_Problem requirements_
In the records below, find each line containing the word "parameter" and copy it.
[Start of section]
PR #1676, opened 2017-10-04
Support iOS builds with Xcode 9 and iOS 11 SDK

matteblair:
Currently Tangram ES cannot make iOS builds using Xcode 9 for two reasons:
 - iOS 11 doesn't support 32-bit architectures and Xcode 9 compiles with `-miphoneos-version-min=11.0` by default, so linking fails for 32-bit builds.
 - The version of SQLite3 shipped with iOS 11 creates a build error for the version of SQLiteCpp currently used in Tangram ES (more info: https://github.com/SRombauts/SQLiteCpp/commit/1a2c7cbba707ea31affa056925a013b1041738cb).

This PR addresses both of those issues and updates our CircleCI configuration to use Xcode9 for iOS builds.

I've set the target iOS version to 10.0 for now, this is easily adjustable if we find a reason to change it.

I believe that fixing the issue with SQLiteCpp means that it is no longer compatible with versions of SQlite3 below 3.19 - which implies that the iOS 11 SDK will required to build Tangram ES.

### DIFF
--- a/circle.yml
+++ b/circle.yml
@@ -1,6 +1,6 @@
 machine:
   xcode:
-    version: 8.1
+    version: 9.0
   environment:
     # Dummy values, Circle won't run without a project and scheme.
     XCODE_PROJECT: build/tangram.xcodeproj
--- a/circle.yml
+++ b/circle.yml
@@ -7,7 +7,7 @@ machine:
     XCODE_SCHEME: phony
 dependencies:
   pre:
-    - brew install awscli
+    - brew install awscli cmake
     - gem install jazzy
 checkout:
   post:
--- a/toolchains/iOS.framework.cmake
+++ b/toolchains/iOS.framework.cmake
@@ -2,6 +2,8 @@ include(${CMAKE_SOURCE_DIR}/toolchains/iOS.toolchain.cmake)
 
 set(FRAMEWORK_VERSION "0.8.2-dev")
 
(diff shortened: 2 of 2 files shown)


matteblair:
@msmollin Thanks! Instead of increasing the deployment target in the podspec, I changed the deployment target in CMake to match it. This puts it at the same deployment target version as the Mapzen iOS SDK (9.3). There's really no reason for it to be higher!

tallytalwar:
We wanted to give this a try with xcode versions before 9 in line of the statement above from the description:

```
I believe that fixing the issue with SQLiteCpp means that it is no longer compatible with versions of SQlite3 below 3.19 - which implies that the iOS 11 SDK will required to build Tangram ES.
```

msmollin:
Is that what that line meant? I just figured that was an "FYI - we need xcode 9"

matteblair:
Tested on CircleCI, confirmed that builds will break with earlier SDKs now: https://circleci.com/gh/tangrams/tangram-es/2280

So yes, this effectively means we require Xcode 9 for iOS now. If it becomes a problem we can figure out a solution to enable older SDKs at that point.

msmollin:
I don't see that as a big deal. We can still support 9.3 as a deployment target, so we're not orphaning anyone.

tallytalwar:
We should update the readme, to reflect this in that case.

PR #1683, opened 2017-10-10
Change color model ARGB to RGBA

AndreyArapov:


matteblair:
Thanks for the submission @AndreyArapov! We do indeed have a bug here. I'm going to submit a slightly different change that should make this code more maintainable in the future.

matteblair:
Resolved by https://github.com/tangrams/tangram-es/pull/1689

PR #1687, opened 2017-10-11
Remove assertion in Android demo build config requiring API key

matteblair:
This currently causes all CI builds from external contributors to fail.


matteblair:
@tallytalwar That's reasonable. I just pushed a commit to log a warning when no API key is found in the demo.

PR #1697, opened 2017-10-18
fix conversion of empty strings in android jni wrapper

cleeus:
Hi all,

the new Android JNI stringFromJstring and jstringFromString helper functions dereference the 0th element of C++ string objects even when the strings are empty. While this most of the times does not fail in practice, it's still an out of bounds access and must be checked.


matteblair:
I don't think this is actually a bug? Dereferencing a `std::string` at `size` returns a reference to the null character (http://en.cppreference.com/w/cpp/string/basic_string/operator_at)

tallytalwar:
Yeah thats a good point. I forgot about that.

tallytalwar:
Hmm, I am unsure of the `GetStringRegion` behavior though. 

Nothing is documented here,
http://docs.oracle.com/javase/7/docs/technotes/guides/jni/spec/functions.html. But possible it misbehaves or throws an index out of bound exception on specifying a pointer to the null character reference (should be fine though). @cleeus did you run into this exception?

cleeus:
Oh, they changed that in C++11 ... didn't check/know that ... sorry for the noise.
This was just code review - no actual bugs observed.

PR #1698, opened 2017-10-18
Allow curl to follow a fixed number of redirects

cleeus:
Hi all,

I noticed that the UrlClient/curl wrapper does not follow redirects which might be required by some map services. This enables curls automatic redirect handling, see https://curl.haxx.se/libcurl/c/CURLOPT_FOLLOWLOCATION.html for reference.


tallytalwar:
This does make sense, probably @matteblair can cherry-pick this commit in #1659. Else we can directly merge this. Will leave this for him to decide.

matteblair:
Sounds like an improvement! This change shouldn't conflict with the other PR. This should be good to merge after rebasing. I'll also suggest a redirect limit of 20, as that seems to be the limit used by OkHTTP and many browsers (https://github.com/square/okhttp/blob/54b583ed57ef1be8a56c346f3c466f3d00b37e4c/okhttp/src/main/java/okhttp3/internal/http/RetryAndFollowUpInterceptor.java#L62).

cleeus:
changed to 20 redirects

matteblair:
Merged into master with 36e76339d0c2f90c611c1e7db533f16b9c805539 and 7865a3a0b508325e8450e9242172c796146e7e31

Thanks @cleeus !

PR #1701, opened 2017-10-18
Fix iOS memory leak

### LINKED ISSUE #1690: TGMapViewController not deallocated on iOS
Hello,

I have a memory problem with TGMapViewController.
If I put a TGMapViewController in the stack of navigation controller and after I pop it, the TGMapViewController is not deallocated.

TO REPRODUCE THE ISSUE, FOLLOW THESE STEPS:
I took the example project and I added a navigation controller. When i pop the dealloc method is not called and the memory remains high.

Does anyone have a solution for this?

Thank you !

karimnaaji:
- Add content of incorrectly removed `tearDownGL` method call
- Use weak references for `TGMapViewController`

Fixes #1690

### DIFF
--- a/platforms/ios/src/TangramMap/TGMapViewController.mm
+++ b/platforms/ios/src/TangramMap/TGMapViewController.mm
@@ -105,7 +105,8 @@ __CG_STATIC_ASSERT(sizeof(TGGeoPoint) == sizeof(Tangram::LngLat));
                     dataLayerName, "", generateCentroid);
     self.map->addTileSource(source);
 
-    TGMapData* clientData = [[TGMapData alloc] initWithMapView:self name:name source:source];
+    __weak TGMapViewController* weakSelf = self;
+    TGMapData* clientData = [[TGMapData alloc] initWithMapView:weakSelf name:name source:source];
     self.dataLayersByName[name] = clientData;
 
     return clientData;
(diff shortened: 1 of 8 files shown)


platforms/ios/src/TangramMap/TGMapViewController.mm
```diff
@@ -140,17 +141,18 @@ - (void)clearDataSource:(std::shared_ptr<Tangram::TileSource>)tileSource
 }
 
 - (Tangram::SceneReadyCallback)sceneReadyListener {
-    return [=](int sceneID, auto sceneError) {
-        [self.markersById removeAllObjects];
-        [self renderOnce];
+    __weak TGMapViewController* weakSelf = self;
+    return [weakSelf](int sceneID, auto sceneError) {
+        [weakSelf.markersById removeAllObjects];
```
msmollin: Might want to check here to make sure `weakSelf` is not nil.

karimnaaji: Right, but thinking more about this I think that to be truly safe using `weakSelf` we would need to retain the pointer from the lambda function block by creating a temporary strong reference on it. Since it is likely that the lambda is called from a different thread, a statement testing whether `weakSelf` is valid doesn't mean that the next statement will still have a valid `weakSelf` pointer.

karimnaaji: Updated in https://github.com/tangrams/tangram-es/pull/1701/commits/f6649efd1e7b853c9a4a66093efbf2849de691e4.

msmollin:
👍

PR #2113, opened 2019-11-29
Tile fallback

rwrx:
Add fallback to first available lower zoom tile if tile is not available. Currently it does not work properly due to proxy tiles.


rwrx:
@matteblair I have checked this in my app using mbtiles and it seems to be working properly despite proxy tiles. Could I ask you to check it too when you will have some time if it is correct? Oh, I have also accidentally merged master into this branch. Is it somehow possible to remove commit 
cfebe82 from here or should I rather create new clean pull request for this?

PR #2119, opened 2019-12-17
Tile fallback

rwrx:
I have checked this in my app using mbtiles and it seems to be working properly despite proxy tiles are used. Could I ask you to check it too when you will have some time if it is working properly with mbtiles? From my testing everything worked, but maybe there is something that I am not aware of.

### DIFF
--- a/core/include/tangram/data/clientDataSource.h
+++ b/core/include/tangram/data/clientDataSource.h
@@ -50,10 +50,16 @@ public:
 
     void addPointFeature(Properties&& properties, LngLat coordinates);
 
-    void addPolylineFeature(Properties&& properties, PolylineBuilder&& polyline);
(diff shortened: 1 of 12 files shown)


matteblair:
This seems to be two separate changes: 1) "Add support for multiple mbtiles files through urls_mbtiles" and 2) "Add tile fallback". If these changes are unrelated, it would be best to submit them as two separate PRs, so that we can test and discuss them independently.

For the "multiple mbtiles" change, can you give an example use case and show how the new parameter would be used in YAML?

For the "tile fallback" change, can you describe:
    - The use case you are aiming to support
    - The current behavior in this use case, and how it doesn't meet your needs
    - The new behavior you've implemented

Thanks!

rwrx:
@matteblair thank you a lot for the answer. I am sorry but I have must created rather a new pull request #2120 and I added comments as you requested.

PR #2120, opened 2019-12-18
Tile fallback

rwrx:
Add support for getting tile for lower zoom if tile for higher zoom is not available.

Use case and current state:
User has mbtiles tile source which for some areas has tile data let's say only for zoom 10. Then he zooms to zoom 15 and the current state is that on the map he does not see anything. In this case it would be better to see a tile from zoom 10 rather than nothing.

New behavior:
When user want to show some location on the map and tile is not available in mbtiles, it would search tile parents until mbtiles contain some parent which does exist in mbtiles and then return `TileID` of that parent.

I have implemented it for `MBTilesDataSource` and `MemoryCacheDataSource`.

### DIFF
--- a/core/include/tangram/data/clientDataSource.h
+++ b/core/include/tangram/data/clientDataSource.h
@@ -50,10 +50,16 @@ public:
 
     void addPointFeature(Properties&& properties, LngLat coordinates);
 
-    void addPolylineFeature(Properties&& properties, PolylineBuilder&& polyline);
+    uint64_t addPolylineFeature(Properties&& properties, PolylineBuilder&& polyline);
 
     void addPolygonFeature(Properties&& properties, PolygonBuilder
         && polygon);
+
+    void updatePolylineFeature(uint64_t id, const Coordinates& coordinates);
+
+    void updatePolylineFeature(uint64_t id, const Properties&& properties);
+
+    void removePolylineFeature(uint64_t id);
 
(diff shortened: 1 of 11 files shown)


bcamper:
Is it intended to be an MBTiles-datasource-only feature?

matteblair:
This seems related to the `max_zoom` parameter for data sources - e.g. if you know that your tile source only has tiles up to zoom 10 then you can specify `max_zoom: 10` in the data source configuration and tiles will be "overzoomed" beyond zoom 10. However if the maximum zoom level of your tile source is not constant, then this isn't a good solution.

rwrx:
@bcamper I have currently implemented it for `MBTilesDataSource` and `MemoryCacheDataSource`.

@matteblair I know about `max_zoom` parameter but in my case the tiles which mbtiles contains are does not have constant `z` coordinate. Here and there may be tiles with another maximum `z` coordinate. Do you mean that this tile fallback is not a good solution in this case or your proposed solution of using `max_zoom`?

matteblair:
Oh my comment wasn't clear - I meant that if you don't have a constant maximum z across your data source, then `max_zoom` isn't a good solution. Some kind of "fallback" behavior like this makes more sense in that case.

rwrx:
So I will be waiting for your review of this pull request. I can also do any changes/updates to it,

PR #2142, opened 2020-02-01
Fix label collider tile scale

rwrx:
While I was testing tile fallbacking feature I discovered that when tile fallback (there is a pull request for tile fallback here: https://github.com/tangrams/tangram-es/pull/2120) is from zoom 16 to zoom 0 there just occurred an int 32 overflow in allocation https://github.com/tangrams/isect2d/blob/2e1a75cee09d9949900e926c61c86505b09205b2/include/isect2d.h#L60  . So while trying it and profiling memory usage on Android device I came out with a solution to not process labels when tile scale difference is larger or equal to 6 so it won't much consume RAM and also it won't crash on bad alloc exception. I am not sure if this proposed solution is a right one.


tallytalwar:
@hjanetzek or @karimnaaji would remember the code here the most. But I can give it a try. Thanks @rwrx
[End of section]
[Start of section]
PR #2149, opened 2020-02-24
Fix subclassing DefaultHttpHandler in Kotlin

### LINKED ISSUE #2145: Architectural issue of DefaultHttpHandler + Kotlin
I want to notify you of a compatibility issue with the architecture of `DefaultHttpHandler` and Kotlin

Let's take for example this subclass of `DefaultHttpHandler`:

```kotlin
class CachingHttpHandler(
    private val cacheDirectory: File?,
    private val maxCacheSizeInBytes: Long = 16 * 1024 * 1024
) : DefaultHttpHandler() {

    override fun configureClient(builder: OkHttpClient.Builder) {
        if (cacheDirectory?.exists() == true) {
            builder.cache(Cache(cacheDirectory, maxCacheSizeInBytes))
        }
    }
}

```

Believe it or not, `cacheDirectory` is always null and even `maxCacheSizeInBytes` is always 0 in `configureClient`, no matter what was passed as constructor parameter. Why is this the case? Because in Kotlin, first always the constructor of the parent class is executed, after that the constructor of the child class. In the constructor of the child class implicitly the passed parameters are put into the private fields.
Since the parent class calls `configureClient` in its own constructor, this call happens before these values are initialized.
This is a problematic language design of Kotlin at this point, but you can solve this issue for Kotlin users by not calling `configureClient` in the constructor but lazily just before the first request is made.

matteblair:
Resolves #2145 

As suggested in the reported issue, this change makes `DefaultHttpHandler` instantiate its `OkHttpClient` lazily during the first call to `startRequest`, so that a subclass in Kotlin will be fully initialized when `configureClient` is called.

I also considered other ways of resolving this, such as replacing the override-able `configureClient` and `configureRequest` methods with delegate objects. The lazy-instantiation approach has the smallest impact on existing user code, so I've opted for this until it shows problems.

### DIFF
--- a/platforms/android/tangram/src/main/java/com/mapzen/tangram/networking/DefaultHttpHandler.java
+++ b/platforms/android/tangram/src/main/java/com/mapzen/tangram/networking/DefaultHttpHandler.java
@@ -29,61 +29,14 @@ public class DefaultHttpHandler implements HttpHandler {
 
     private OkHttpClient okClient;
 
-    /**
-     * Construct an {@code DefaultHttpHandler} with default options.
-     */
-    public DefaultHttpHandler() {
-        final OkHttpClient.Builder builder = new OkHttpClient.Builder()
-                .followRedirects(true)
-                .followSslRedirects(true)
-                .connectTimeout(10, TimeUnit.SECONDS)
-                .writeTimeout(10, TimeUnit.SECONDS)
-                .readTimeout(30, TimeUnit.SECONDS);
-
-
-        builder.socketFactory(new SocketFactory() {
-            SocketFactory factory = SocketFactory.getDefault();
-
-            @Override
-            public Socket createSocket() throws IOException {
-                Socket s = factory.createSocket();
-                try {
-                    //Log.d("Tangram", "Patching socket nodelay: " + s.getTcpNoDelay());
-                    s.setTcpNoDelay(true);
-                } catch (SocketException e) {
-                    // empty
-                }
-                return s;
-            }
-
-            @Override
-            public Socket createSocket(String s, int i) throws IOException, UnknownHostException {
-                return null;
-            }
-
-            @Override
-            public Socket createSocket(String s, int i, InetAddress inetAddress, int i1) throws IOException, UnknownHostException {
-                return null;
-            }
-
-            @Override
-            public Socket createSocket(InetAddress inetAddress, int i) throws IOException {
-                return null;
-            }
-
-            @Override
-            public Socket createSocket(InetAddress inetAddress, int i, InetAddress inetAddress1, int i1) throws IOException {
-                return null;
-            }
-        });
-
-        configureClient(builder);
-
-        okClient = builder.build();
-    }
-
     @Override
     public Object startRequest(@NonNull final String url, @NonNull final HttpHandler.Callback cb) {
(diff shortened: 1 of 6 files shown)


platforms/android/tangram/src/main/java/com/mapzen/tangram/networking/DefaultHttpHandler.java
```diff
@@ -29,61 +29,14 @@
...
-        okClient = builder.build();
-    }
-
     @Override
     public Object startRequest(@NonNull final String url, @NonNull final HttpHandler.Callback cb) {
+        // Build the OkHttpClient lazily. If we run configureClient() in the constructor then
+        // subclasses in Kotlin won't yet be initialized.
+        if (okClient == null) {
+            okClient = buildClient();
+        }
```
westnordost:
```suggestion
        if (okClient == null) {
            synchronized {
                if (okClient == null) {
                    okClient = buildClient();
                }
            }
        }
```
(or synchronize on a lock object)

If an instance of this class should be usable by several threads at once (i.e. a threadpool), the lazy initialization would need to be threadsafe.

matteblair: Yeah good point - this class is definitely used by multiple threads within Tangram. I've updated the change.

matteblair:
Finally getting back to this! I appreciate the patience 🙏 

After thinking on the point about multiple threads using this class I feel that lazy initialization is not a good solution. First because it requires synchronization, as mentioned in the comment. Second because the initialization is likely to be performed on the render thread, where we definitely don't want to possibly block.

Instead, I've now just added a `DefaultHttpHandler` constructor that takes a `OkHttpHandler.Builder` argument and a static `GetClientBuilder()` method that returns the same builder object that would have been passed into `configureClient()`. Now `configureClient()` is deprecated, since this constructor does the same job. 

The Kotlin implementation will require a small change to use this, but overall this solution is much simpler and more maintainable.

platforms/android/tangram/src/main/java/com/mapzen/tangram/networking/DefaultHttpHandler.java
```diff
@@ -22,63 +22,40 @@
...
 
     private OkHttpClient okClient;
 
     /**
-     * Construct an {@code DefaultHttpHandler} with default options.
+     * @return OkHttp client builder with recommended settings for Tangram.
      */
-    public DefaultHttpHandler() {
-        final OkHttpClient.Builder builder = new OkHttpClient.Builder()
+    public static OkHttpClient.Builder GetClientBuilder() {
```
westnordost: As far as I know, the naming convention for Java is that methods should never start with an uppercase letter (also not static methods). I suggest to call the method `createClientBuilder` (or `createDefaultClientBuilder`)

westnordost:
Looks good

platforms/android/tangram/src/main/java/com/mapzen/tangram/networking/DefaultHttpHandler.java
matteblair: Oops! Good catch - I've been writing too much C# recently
[End of section]
_Solution to this task_
For the "multiple mbtiles" change, can you give an example use case and show how the new parameter would be used in YAML?
This seems related to the `max_zoom` parameter for data sources - e.g. if you know that your tile source only has tiles up to zoom 10 then you can specify `max_zoom: 10` in the data source configuration and tiles will be "overzoomed" beyond zoom 10. However if the maximum zoom level of your tile source is not constant, then this isn't a good solution.
@matteblair I know about `max_zoom` parameter but in my case the tiles which mbtiles contains are does not have constant `z` coordinate. Here and there may be tiles with another maximum `z` coordinate. Do you mean that this tile fallback is not a good solution in this case or your proposed solution of using `max_zoom`?
Believe it or not, `cacheDirectory` is always null and even `maxCacheSizeInBytes` is always 0 in `configureClient`, no matter what was passed as constructor parameter. Why is this the case? Because in Kotlin, first always the constructor of the parent class is executed, after that the constructor of the child class. In the constructor of the child class implicitly the passed parameters are put into the private fields.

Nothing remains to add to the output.